McGuinness is sanguine about the fact that the prospect of a Sinn Féin Minister for Education might not be quite so welcome in the South. The concerns of some of the Republic’s politicians and the electorate with regard to Sinn Féin’s links to terrorism don’t seem to worry him.
“It may be convenient for people at the time of an election to raise spectres in an attempt to frighten the electorate,” he said. “We have to work our way through that with people, the best example of what we do is the work of our elected representatives”.
He believes genuinely that the only people who do not believe Sinn Féin is dedicated to peace are “rejectionist unionists”.
“People on this island are aware of our contribution to the peace process, they have seen us in government and know we are as good as anybody else. Or, as some have said to me, better than anyone else.”
Then McGuinness smiled his thin-lipped smile, clearly relishing the imminent political challenge for his party and you can’t help thinking back to another challenge, another election campaign, when he sat in a car, rain spitting down from the dark clouds over the Derry Road in Omagh.
It was May last year, just before Sinn Féin improved its showing in the UK election. Soldiers from the nearby British army barracks poked rifles into bushes and carried out spot checks on passing cars. A fair-haired soldier, patrolling the middle of the busy road, stopped the car directly in front of McGuinness’s.
Inside were Sinn Féin Assembly member Pat Doherty and his election team, who were hot on the campaign trail.

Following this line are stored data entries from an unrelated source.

PR #363, opened 2021-12-10
feat: drop Python 2

henryiii:
With Uproot and Awkward dropping Python 2, I think it's time to do it here too!

### DIFF
--- a/src/particle/particle/particle.py
+++ b/src/particle/particle/particle.py
@@ -1078,6 +1078,7 @@ C (charge parity) = {C:<6}  I (isospin)       = {self.I!s:<7}  G (G-parity)     
     def finditer(
         cls,
         filter_fn=None,  # type: Optional[Callable[[Particle], bool]]
+        *,
         particle=None,  # type: Optional[bool]
         **search_terms,  # type: Any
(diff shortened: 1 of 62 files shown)


src/particle/particle/particle.py
```diff
@@ -1124,9 +1121,6 @@ def finditer(
         See also ``findall``, which returns the same thing, but as a list.
         """
 
-        # Note that particle can be called by position to keep compatibility with Python 2, but that behavior should
-        # not be used and will be removed when support for Python 2.7 is dropped.
-
```
henryiii, line 1129: I've implemented this now, as promised.

eduardo-rodrigues (approved):
This all looks good to me. Thank you 👍!

src/particle/particle/particle.py
eduardo-rodrigues: To what are you refering to?

henryiii: `finditer(function, True)` is no longer allowed, now it must be `finditer(function, particle=True)`. Though I missed `findall` just below. Will fix.

PR #374, opened 2022-01-10
Removal of deprecated methods and functions

eduardo-rodrigues:
As advertised with the 0.16 series.

Note that I'm not yet removing the `deprecated`module from the dependencies given the outstanding MR https://github.com/scikit-hep/particle/pull/354. Will get back to it as soon as the first Python 3 only release 0.20.0 is out.


eduardo-rodrigues:
(Doing this in parallel with other work made me commit several iterations. But now all ready for review.)

eduardo-rodrigues:
Can one of you look into this today, @henryiii and/or @jonas-eschle? Just in case you spot anything worth doing here. I would like to release 0.20 asap (step jump from 0.17 to mark the difference) to then move with other developments.

src/particle/particle/particle.py
```diff
@@ -1226,38 +1225,6 @@ def findall(
             cls.finditer(filter_fn=filter_fn, particle=particle, **search_terms)
         )
 
-    @classmethod
```
jonas-eschle, line 1229: While it is good to remove the legacy method, I also like to make it an explicit error in a first round (just a RuntimeError which says it was removed).

The motivation for this is that users tend to ignore deprecation warnings in my experience (developers don't). So the transition doesn't happen when it's deprecated, but when it fails. And an error saying it was removed is more user-friendly than a "method not found"

(I see a function raising a RuntimeError as "removed", physically removing it can still happen any time, it's already not "there" anymore)

but It's a bit of a style, however you prefer. I can imagine a lot of folks using this function somewhere (with non-updated code) and being surprised when it fails without a clear instruction on how to update.

jonas-eschle (commented):
Good! One comment, but other than that looks good to me

henryiii:
I'll check it in about an hour!

src/particle/particle/particle.py
eduardo-rodrigues: Oh, I see. I did not think about it. Have no strong opinion. What you suggest certainly makes very much sense for a package with a large user base. Here I dunno.

You mean something like
```
@classmethod
    def find(cls, *args, **search_terms):
        # type: (Any, Any) -> Particle
        raise RuntimeError("Method has been removed post versions 0.16. Please use finditer or findall instead.")
```
?

henryiii: You are reminding me that we need to move type comments into annotations. :)

That would work, no strong opinion, but I do see where it might be slightly nicer, prompting users in the right direction. I'd use `AttributeError`, though, so it doesn't modify behavior.

henryiii (approved):
Feel free to return a placeholder method as described, otherwise this looks good. I'll probably do a little bit of stylistic cleanup (type comments to type annotations) before 0.20 after this is merged.

src/particle/particle/particle.py
eduardo-rodrigues: OK, will make this kind of update tomorrow ...

eduardo-rodrigues:
> Feel free to return a placeholder method as described, otherwise this looks good. I'll probably do a little bit of stylistic cleanup (type comments to type annotations) before 0.20 after this is merged.

I would prefer that we first make the "major" release and your stylistic improvements go in a patch version as that does not affect functionality. I think this makes more sense.

src/particle/particle/particle.py
jonas-eschle: Yep exactly, and indeed, the AttributeError could make sense. As said, not cruciol, however you feel like

jonas-eschle (approved):

henryiii:
> I would prefer that we first make the "major" release and your stylistic improvements go in a patch version as that does not affect functionality. I think this makes more sense.

This is just a further cleanup that is part of the removal of Python 2 support - a followup for #363 - which seems reasonable to include in the release that drops Python 2. It also improves support for downstream type checking - mypy has started making type comments optional and not enabled by default (I think). It's also fully automated, so I can make it as soon as this PR goes in.

eduardo-rodrigues:
> This is just a further cleanup that is part of the removal of Python 2 support - a followup for #363 - which seems reasonable to include in the release that drops Python 2. It also improves support for downstream type checking - mypy has started making type comments optional and not enabled by default (I think). It's also fully automated, so I can make it as soon as this PR goes in.

OK, fair enough. Appreciated that you can take action quickly. I will finalise tomorrow with what we agreed above.

src/particle/particle/particle.py
eduardo-rodrigues: Added now.

PR #376, opened 2022-01-13
fix: use type annotations and TypeVar

henryiii:
This uncovered a few subclassabilty bugs.

I'd like to see if we can enable stricter type checking.


src/particle/particle/particle.py
```diff
@@ -262,16 +256,14 @@ def table_names(cls):
...
+    def table_loaded(cls) -> bool:
         """
         Check to see if the table is loaded.
         """
         return cls._table is not None
 
     @classmethod
-    def all(cls):
-        # type: () -> List[Particle]
+    def all(cls: Type[Self]) -> List[Self]:
```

A clearly impatient McGuinness glared over in the direction of the soldier, who was deep in conversation with Doherty through the window of the car in front. Pat Doherty, the Sinn Féin vice-president, had mischievously handed the soldier an election leaflet.
Soldier: “What’s your policy?”
Doherty: “Brits out.”
The delay proved too much for Martin McGuinness. Before you could say “Aye, Minister”, a besuited McGuinness hopped out of the car and stood in front of the soldier demanding he stop “this harassment” of his Sinn Féin colleagues.
It was a bizarre spectacle to witness. Northern Ireland’s Minister for Education fingering the jacket of a British army soldier, asking for his name, his rank and the name of his commanding officer.
“Have you nothing better to be doing?” he growled, his Bogside accent sounded suddenly menacing. “Why are you doing this, anyway?” Someone asked the uncomfortable looking squaddie whether he knew the identity of the irate gentleman.
“I know who you are,” the sergeant assured McGuinness politely.
“I just want to get the details of the people in the car and then you can all go on your way.”
The Mid-Ulster MP continued to complain loudly while members of Sinn Féin hovered around. There was a tense moment before the man in the uniform said: “OK, sir. I will just let you all go on.”
“That would make sense wouldn’t it?” said McGuinness savouring the moment.
“Yes,” agreed the soldier. “Yes it would.”
Confrontation over, they piled back into the cars.
“I haven’t done that in years,” grinned McGuinness, mission completed. The boy general may have moved on but it’s still best not to get in the Minister’s way.